O sistema Pontes DLT conectará a infraestrutura de mercado baseada em blockchain com os sistemas de pagamento TARGET através do Eurosistema até 2026.
O BCE convidou bancos, empresas e fornecedores de tecnologia a fornecerem feedback e a participarem no desenvolvimento do ecossistema financeiro tokenizado da Europa.
O Banco Central Europeu lançou o roteiro do Appia para orientar o desenvolvimento de mercados financeiros grossistas tokenizados. O plano descreve como a Europa pode integrar a tecnologia de livro-razão distribuído com a infraestrutura financeira existente. A estrutura foca na liquidação apoiada em dinheiro do banco central. Além disso, o roteiro apresenta o Pontes, um novo sistema de liquidação projetado para ambientes de livro-razão distribuído.
ÚLTIMA HORA: O Banco Central Europeu (BCE) revela seu roteiro “Appia”, um plano estratégico para construir mercados financeiros grossistas tokenizados apoiados em dinheiro do banco central.
O roteiro inclui o “Pontes”, uma solução de liquidação DLT prevista para lançar no terceiro trimestre de 2026, que irá conectar o mercado…

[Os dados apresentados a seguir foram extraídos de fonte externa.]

PR #41, opened 2022-03-18
Refactor e2e tests to use assertion helper class 

brycahta:
Issue #, if available: N/A

Description of changes:
* Adds a helper class, `Ec2Validator`, to assert resource data/state against aws apis more easily
* This refactor will also make implementing resource reference e2e test easier (follow-up PR)


test/e2e/tests/helper.py
```diff
@@ -0,0 +1,103 @@
...
+#
+# or in the "license" file accompanying this file. This file is distributed
+# on an "AS IS" BASIS, WITHOUT WARRANTIES OR CONDITIONS OF ANY KIND, either
+# express or implied. See the License for the specific language governing
+# permissions and limitations under the License.
+
+"""Helper functions for ec2 tests
+"""
+
+class Ec2Validator:
```
RedbackThomson, line 17: Please use the proper casing for an initialism
```suggestion
class EC2Validator:
```

test/e2e/tests/test_dhcp_options.py
```diff
@@ -84,14 +67,15 @@ def test_create_delete(self, ec2_client):
 
         time.sleep(CREATE_WAIT_AFTER_SECONDS)
 
-        # Check DHCP Options exists
-        assert dhcp_options_exist(ec2_client, resource_id)
+        # Check DHCP Options exists in AWS
+        ec2_validator = Ec2Validator(ec2_client)
+        ec2_validator.assert_dhcp_options(resource_id)
```
RedbackThomson, line 72: While I think checking for existence is useful, I believe we can harden our tests by checking their spec matches. Especially for code with custom hooks. Perhaps, we should have methods in the `EC2Validator` that get the resources, and then we can just check `assert dhcp_options is not None` (and all of our spec assertions as well).

test/e2e/tests/helper.py
```diff
@@ -0,0 +1,103 @@
...
+    def __init__(self, ec2_client):
+        self.ec2_client = ec2_client
+
+    def assert_dhcp_options(self, dhcp_options_id: str, exists=True):
```
RedbackThomson, line 21: This is asserting the existence of DHCP Options
```suggestion
    def assert_dhcp_options_exists(self, dhcp_options_id: str, exists=True):
```

test/e2e/tests/test_route_table.py
```diff
@@ -189,26 +152,21 @@ def test_crud_route(self, ec2_client):
...
+        ec2_validator.assert_route(resource_id, igw_id, "CreateRoute")
         
         # Update Route
+        default_cidr = "10.0.0.0/16"
         updated_cidr = "192.168.1.0/24"
         patch = {"spec": {"routes": [
                     {
                         #Default route cannot be changed
-                        "destinationCIDRBlock": default_cidr,
+                        "destinationCIDRBlock": "10.0.0.0/16",
```
RedbackThomson, line 169: Should this be using `default_cidr`?

RedbackThomson (changes requested):

test/e2e/tests/helper.py
brycahta: Can you clarify? I purposefully omitted "exists" in the func name after looking at APIGateway tests so I could use the same func for both assertions

test/e2e/tests/test_dhcp_options.py
brycahta: I agree with raising the quality of these tests, but should be addressed in a separate PR/issue. Do you know of an issue (or parent issue) to improve e2e testing or should I open one for this controller?

Once this is merged, my plan is to open a follow-up PR with a resource-reference e2e test modeled after ApiGatewayV2 (checks existence of referenced resources) so we can get some coverage on the feature. Then, I can work on improving e2e tests to check resources at a more granular level across the entire suite. Lmk if you have any other context (i.e. if some automated test-gen in the works, you prefer to finish vpc enhancements before e2e test improvements, etc.) or if you think it can be approached better.

test/e2e/tests/test_route_table.py
brycahta: good catch; yup!

brycahta:
> ec2-kind-e2e — Job failed.

TransitGateway test failed because the resource still exists, but in the 'deleting' state. I checked the account and it has been deleted. This also happened to me when I tested locally, but was hoping it was transient. Not sure why it's occurring now, so will deep dive and improve the test in next revision.


#### Logs
```
tests/test_transit_gateway.py:77: 
_ _ _ _ _ _ _ _ _ _ _ _ _ _ _ _ _ _ _ _ _ _ _ _ _ _ _ _ _ _ _ _ _ _ _ _ _ _ _ _ 

self = <e2e.tests.helper.Ec2Validator object at 0x7f57cafb6070>
tgw_id = 'tgw-0bbc70e488bf84a9a', exists = False

    def assert_transit_gateway(self, tgw_id: str, exists=True):
        res_found = False
        try:
            aws_res = self.ec2_client.describe_transit_gateways(TransitGatewayIds=[tgw_id])
            res_found = len(aws_res["TransitGateways"]) > 0
        except self.ec2_client.exceptions.ClientError:
            pass
>       assert res_found is exists
E       AssertionError

tests/helper.py:85: AssertionError
=========================== short test summary info ============================
FAILED tests/test_transit_gateway.py::TestTGW::test_create_delete - Assertion...
=================== 1 failed, 13 passed in 120.92s (0:02:00) ===================
```

test/e2e/tests/test_dhcp_options.py
RedbackThomson: > Do you know of an issue (or parent issue) to improve e2e testing or should I open one for this controller?

This is on a per-controller basis. So if there isn't one for EC2, you can create one. No automated test-gen in the works atm :(

test/e2e/tests/helper.py
RedbackThomson: An assertion checks one thing against another. "Assert DHCP Options" doesn't say what it's asserting against, so it's an incomplete statement. "Assert DHCP Options Exists" tells you what it's actually asserting, so that's why it's preferable. It should be updated in the APIGateway tests too, if that's where you got it :)

brycahta: If it sounds incomplete, then I can explicitly pass in the `exists` parameter when checking for existence:
```
# check existence
assert_dhcp_options(id, exists=True)

# check doesn't exist
assert_dhcp_options(id, exists=False)
```

[`APIGateway`](https://github.com/aws-controllers-k8s/apigatewayv2-controller/blob/main/test/e2e/tests/helper.py#L119) has 2 separate funcs for this, `assert_res__is_present`/`asset_res_is_deleted` (maybe this should be renamed for accuracy).

IMO 1 func is enough and clearer, but if we're trying to align styles across controllers to make maintaining easier, then I'm all for it. Details should go in an issue.

RedbackThomson (approved):
Only merging this because you promised me better tests in the near future haha. Counting on it!

/lgtm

— EveryX (@everyx_io) 11 de março de 2026
O BCE estruturou o roteiro em torno de duas iniciativas conectadas. O Pontes serve como a solução técnica de liquidação usando tecnologia de livro-razão distribuído. Enquanto isso, o Appia atua como a estrutura estratégica mais ampla para um ecossistema financeiro tokenizado. Juntas, ambas as iniciativas visam modernizar a infraestrutura do mercado financeiro, mantendo a supervisão do banco central.
O BCE agendou o lançamento do sistema Pontes para o terceiro trimestre de 2026. As autoridades esperam que o sistema conecte a infraestrutura de mercado de ativos digitais com o ambiente de pagamento do Eurosistema.

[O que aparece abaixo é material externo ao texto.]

PR #48, opened 2022-03-30
VPC attachment for `InternetGateway`

RedbackThomson:
Closes https://github.com/aws-controllers-k8s/community/issues/1216

Description of changes:
Add support for attaching an `InternetGateway` to a `VPC`. The EC2 API exposes a list of `Attachments` when you describe `InternetGateway`, but manual testing shows that you can only attach a gateway to a single VPC - so this is treated as a list of at most one element. I had to create a new VPC for integration tests, since the default VPC we use for all of the other tests already contains an IGW, and you can have at most 1 per VPC.


vijtrip2 (approved):
Looks good.

test/e2e/tests/test_internet_gateway.py
```diff
@@ -70,5 +72,75 @@ def test_create_delete(self, ec2_client):
...
+        k8s.patch_custom_resource(ref, updates)
+        time.sleep(MODIFY_WAIT_AFTER_SECONDS)
+
+        # Check there are no attachments on Internet Gateway
+        igw = ec2_validator.get_internet_gateway(resource_id)
+
+        # In the case where it shows the attachment as being in detached state
+        if len(igw["Attachments"]) == 1:
+            assert igw["Attachments"][0]["VpcId"] == vpc_id
+            assert igw["Attachments"][0]["State"] == "detached"
```
brycahta, line 134: Should this be an `or` check?  "detached" or "detaching"

test/e2e/tests/test_internet_gateway.py
```diff
@@ -70,5 +72,75 @@ def test_create_delete(self, ec2_client):
 
         time.sleep(DELETE_WAIT_AFTER_SECONDS)
 
+        # Check Internet Gateway no longer exists in AWS
+        ec2_validator.assert_internet_gateway(resource_id, exists=False)
+
+    def test_vpc_association(self, ec2_client):
+        resource_name = random_suffix_name("ig-ack-test", 24)
+
+        test_vpc = get_bootstrap_resources().EmptyVPC
```
brycahta, line 81: If this VPC is only used here, then would you be opposed to creating the VPC in this test and exercising the resource reference code paths?

brycahta (approved):
changes look solid 👍

just a couple nits/questions on the test

test/e2e/tests/test_internet_gateway.py
RedbackThomson: It only takes a few fractions of a second to detach. Our sleep above should suffice for this.

test/e2e/tests/test_internet_gateway.py
RedbackThomson: Yeah happy to move it into the test as a fixture, itself. Not sure about using it as a ref, though. I think we need to have a holistic discussion around testing references in general. Adding a test for every field, and then another test for every ref, is going to blow up the size of our tests and I don't know how much value it actually brings (since the reference resolution code is generated deterministically). I'll leave that for another day, though.

brycahta (approved):
/lgtm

O Pontes constitui o núcleo operacional do roteiro do Appia. O sistema introduz uma solução de liquidação baseada em tecnologia de livro-razão distribuído operada pelo Eurosistema. Este sistema permitirá a liquidação de transações de mercado usando dinheiro do banco central. Consequentemente, a estrutura visa manter padrões confiáveis de liquidação em mercados tokenizados emergentes.
O Eurosistema inclui o BCE e os bancos centrais nacionais dos Estados-membros da zona do euro. Essas instituições gerenciam coletivamente a política monetária e a infraestrutura financeira em toda a zona do euro. Portanto, o Pontes opera dentro da estrutura existente do Eurosistema.
Além disso, o Pontes planeja conectar infraestruturas de livro-razão distribuído com os Serviços TARGET do Eurosistema. Os Serviços TARGET gerenciam pagamentos e liquidações denominados em euro por toda a Europa. Atualmente, suportam grandes instituições financeiras e sistemas de pagamento.
Os Serviços TARGET incluem vários componentes principais dentro do sistema de pagamento europeu. O TARGET2 processa pagamentos de alto valor em euro entre bancos e instituições. Enquanto isso, o T2S apoia a liquidação de valores mobiliários nos mercados financeiros. Além disso, o TIPS possibilita pagamentos instantâneos entre instituições participantes.
O Pontes busca conectar infraestruturas de mercado baseadas em livro-razão distribuído com esses sistemas. As autoridades esperam que essa conexão suporte liquidações seguras entre mercados tokenizados e sistemas de pagamento tradicionais.
Junto à publicação do roteiro, o BCE lançou um processo de consulta pública. O banco convidou participantes do setor público e privado a revisarem a estrutura. As partes interessadas podem enviar feedback sobre a estrutura do roteiro e a abordagem de implementação.
A consulta inclui duas etapas de participação distintas. A primeira coleta comentários sobre os capítulos do roteiro. As autoridades podem publicar essas respostas juntamente com o nome do respondente.
A segunda etapa permite que os participantes proponham contribuições para a infraestrutura do Appia. Essas respostas permanecem confidenciais e apoiam a participação direta no desenvolvimento futuro. Portanto, a consulta visa envolver instituições financeiras, fornecedores de tecnologia e operadores de infraestrutura.